PR #675, opened 2023-09-29
Log and exit if complex parameter file wasn't provided

### LINKED ISSUE #578: Code does not fail gracefully when complex parameters input file expected but not given at command line
The light curve model and comet activity functionality requires parameters to be given in the complex parameters file, an optional argument on the command line.

If either `lc_model` or `comet_activity` is not None, the code will look for this complex parameters file - but if it doesn't exist, the code fails with a traceback:

```
  File "/opt/miniconda3/envs/sorcha/bin/sorcha", line 8, in <module>
    sys.exit(main())
  File "/Users/stephaniemerritt/Projects/sorcha/src/sorcha/sorcha.py", line 425, in main
    runLSSTPostProcessing(cmd_args, pplogger)
  File "/Users/stephaniemerritt/Projects/sorcha/src/sorcha/sorcha.py", line 136, in runLSSTPostProcessing
    reader.add_aux_data_reader(CSVDataReader(args.complex_parameters, configs["aux_format"]))
  File "/Users/stephaniemerritt/Projects/sorcha/src/sorcha/readers/CSVReader.py", line 39, in __init__
    self.header_row = self._find_header_line()
  File "/Users/stephaniemerritt/Projects/sorcha/src/sorcha/readers/CSVReader.py", line 68, in _find_header_line
    with open(self.filename) as fh:
FileNotFoundError: [Errno 2] No such file or directory: ''
```

This should instead provide a helpful message to the user and be logged in the error log.

However: I also wonder how likely it is that a user would create a light curve model that doesn't require any additional parameters... at the moment we have no way of accounting for that, as I've just submitted a PR request that makes the code look for the complex parameters file if `lc_model `is not None (as per #509). Thoughts welcome.

drewoldag:
Log and exit if user requested lightcurve or comet model, but no complex param file was provided.

Fixes #578 .

The logic is fairly straight forward here. But there was a question in the issue about whether it makes sense to enforce this or not - because it's possible that some user defined light curve or comet activity model may not require any additional parameters at all. 

I think it's a valid case to consider, but I can't immediately think of a simple way to enable that functionality.  I'll try to think a little more about this though. 

### DIFF
--- a/src/sorcha/sorcha.py
+++ b/src/sorcha/sorcha.py
@@ -480,6 +480,14 @@ def main():
         pplogger.error("ERROR: A+R simulation not enabled and no ephemerides file provided")
         sys.exit("ERROR: A+R simulation not enabled and no ephemerides file provided")
 
+    if configs["lc_model"] and cmd_args["complex_physical_parameters"] is None:
+        pplogger.error("ERROR: No complex physical parameter file provided for light curve model")
+        sys.exit("ERROR: No complex physical parameter file provided for light curve model")
+
+    if configs["comet_activity"] and cmd_args["complex_physical_parameters"] is None:
+        pplogger.error("ERROR: No complex physical parameter file provided for comet activity model")
+        sys.exit("ERROR: No complex physical parameter file provided for comet activity model")
+
     if "SORCHA_SEED" in os.environ:
         cmd_args["seed"] = int(os.environ["SORCHA_SEED"])
         pplogger.info(f"Random seed overridden via environmental variable, SORCHA_SEED={cmd_args['seed']}")


astronomerritt:
I chatted with @bernardinelli about this on the Slack a while back and the conclusion was that a user would have to be doing something quite silly and awkward to create a lightcurve or activity model that didn't require any additional parameters, so it's absolutely fine to go ahead and assume they will always be supplying the complex parameters file.

We can say in the docs that the complex parameters file is absolutely required if using a lightcurve or activity model, and if the user really wants to be silly they can supply a dummy file.

mschwamb (approved):

PR #683, opened 2023-09-29
Issue #607: Removing separatelycsv output option.

### LINKED ISSUE #607: Remove separatelycsv option for output_format as an option
Now that we have ephemeris generation that produces huge files we really do not want to let any user create output files for each object. It's just dangerous given the ephemeris file is 1.9 Gb in total for 1E4 objects, separate files is  not a good idea.  So we should get rid of the option so the user can't do something silly here. If the user wants separate files they can split up their objects into separate input files and it will do the same thing. 

https://github.com/dirac-institute/sorcha/blob/main/src/sorcha/modules/PPOutput.py#L146C-L159C22

astronomerritt:
Fixes #607.

Removed 'separatelycsv' as an output option from PPOutput.py and also removed the related lines from the unit tests.

### DIFF
--- a/demo/OIFconfig_benchmark.ini
+++ b/demo/OIFconfig_benchmark.ini
@@ -135,8 +135,8 @@ SSP_maximum_time = 0.0625
 # -u or --outfile               Output file path.
 # -t or --stem                  Output file stem.
 
-# Output format. The 'separatelycsv' option saves output into separate CSVs for each object.
-# Options: csv, separatelycsv, sqlite3, hdf5
+# Output format.
+# Options: csv, sqlite3, hdf5
 output_format = csv
 
 # Size of output. Controls which columns are in the output files.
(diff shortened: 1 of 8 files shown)


mschwamb (changes requested):
What about  [PPConfigParser.py](https://github.com/dirac-institute/sorcha/blob/3427d6b4f205144cbe015c655f4299a2273d669a/src/sorcha/modules/PPConfigParser.py#L628)


   `if config_dict["output_format"] not in ["csv", "separatelycsv", "sqlite3", "hdf5", "h5"]: in `

astronomerritt:
Oops, good catch. One sec.

mschwamb (changes requested):
Looks good. There are a few mentions of separatelycsv in some config files can you strip those as well?

astronomerritt:
Agh. I knew I should have grepped. Apologies. That should be all of them now.

Not sure why codecov is complaining again.

astronomerritt:
Codecov is failing due to an untested function in PPConfigParser.py - log_error_and_exit. This is a very basic function and I'm honestly not sure how I'd unit test it. Probably okay to go ahead and approve/merge.

mschwamb (approved):
Looks good

PR #698, opened 2023-10-06
remove python 3.8

### LINKED ISSUE #697: smoke test failing
pytables not making wheels for python3.8 anymore.

mschwamb:
move to python 3.11 instead of 3.8 since for tests and installation because of pytables no longer making wheels for python 3.8

Fixes #697


drewoldag (approved):
This looks correct to me.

------------

● **TASK PROMPT**
Throughout the data above, count the lines where the word "input" occurs, and report that figure alone.

● **TASK OUTPUT**
2